(Dataset entries)

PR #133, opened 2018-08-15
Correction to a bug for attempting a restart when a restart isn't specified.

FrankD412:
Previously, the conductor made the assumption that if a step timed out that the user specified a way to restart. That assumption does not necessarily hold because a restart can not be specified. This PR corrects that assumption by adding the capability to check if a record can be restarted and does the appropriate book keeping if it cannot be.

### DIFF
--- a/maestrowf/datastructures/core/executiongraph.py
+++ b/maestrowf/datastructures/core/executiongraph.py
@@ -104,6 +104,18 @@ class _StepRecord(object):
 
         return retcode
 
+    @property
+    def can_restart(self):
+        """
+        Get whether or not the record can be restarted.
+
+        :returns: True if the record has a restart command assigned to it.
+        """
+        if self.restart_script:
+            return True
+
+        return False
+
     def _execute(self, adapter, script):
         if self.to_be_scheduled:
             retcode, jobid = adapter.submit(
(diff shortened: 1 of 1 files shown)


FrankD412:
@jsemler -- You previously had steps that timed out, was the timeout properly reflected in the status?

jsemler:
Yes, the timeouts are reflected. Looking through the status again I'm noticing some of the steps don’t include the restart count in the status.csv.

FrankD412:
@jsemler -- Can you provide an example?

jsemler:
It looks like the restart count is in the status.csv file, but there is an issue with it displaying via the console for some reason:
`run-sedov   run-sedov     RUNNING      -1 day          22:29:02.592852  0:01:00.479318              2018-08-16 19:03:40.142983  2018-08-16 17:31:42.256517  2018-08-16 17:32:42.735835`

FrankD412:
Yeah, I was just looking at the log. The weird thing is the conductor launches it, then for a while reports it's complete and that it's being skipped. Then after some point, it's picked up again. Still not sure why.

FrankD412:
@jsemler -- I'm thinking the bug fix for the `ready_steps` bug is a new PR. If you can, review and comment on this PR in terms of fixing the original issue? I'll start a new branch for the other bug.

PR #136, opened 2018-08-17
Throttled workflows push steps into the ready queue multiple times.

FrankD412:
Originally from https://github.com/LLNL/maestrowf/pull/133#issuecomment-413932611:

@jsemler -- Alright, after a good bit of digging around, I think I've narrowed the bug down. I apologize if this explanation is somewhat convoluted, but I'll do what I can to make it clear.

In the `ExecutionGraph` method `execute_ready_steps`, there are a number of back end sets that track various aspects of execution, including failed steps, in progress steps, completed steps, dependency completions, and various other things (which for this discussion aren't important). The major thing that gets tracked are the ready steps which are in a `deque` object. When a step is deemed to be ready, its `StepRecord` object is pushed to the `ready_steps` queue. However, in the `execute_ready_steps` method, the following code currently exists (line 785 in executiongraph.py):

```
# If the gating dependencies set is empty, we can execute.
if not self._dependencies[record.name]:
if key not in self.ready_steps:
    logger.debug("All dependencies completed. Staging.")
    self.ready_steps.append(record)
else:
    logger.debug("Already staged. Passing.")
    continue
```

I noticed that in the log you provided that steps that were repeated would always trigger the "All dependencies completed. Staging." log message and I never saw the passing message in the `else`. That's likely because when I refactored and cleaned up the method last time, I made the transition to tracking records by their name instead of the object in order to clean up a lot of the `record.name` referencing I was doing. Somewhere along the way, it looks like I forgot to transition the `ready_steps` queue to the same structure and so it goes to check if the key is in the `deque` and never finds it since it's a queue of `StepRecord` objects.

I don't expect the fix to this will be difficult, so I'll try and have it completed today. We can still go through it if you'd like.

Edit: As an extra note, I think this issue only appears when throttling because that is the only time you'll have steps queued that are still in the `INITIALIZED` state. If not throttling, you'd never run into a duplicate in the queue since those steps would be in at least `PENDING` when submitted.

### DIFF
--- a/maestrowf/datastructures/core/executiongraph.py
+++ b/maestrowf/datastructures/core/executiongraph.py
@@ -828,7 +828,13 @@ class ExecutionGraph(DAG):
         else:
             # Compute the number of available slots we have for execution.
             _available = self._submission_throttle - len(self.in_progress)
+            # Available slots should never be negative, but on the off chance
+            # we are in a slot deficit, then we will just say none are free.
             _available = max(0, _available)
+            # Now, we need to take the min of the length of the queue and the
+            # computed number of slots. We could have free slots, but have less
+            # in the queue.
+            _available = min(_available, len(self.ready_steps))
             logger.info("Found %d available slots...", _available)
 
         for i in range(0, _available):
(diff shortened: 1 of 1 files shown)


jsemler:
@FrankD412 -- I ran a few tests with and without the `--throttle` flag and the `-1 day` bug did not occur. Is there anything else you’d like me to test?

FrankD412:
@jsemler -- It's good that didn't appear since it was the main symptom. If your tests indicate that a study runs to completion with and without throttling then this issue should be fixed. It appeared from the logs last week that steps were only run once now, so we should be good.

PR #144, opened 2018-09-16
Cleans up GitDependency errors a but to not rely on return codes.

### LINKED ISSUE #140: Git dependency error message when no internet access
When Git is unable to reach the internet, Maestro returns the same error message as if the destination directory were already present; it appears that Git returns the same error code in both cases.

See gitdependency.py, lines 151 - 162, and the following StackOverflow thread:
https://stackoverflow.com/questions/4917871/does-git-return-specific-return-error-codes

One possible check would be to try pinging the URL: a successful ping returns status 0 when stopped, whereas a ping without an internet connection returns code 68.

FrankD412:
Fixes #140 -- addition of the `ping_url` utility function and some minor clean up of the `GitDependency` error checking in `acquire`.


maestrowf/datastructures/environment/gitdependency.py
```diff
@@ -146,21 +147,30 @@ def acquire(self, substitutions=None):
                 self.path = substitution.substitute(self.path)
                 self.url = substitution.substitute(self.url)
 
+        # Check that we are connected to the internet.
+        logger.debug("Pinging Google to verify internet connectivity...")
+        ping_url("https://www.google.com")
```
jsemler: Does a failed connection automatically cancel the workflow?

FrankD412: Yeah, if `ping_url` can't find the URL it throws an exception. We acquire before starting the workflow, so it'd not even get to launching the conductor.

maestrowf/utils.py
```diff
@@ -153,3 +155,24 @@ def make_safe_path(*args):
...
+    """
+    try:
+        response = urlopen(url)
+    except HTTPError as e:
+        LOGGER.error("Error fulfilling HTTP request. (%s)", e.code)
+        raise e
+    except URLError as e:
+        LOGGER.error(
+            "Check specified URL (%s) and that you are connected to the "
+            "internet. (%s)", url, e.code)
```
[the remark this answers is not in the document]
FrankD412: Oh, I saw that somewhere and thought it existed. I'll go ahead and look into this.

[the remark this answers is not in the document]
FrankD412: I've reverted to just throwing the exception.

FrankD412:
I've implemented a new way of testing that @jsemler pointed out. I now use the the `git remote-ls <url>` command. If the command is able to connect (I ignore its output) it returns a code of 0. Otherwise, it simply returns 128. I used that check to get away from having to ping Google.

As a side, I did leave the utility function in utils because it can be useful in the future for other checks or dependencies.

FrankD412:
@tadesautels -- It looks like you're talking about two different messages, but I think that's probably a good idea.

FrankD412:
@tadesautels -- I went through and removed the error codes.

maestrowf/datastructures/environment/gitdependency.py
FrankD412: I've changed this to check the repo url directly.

WHAT IS NEEDED: Lines that contain the word "reflected": how many are there in the data? Give the number and nothing else.

RESPONSE: 2